Try it> Which of the lines below contain the string "tackle"? Copy each one.

Supplied information>
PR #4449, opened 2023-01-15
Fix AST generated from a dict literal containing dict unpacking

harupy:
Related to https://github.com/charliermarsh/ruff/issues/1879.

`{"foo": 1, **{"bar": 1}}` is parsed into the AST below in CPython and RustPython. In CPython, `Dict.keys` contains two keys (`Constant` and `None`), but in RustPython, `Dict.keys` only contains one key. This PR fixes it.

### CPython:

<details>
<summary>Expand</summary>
---
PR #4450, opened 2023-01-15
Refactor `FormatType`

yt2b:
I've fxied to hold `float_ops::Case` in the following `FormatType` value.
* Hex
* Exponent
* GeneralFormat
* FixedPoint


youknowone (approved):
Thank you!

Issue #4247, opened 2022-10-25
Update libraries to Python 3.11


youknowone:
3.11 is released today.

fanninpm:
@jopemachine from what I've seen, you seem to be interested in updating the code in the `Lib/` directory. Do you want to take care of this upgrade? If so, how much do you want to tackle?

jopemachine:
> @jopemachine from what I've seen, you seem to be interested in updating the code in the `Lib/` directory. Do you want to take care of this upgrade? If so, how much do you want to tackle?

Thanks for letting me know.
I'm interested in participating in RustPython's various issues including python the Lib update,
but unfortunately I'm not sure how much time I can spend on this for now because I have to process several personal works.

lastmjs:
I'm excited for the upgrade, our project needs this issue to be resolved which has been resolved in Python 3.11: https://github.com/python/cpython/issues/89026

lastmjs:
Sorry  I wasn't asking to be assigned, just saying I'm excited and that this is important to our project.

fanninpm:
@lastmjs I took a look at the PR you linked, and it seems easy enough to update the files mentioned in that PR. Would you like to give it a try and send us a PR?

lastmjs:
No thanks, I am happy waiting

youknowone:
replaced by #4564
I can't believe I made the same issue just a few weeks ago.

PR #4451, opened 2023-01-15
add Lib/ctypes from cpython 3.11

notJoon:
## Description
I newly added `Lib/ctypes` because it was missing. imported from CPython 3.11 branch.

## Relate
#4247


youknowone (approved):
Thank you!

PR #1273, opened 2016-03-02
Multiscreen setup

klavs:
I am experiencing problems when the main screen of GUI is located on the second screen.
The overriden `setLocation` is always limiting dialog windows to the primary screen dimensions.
...
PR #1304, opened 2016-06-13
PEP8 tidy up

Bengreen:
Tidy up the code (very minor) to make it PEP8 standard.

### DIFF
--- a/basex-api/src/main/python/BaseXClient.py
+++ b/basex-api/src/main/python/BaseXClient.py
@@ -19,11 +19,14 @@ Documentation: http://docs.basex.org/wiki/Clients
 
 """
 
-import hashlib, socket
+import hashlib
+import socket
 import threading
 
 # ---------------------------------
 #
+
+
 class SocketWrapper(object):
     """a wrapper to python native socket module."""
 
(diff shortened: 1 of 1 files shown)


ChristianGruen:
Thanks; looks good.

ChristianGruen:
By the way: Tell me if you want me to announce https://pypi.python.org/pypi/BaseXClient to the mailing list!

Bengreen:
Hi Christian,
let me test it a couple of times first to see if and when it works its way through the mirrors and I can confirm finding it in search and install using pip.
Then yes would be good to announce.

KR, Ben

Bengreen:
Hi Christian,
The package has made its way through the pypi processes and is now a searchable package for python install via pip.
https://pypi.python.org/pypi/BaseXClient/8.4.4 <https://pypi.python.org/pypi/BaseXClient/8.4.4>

Response>
@jopemachine from what I've seen, you seem to be interested in updating the code in the `Lib/` directory. Do you want to take care of this upgrade? If so, how much do you want to tackle?
> @jopemachine from what I've seen, you seem to be interested in updating the code in the `Lib/` directory. Do you want to take care of this upgrade? If so, how much do you want to tackle?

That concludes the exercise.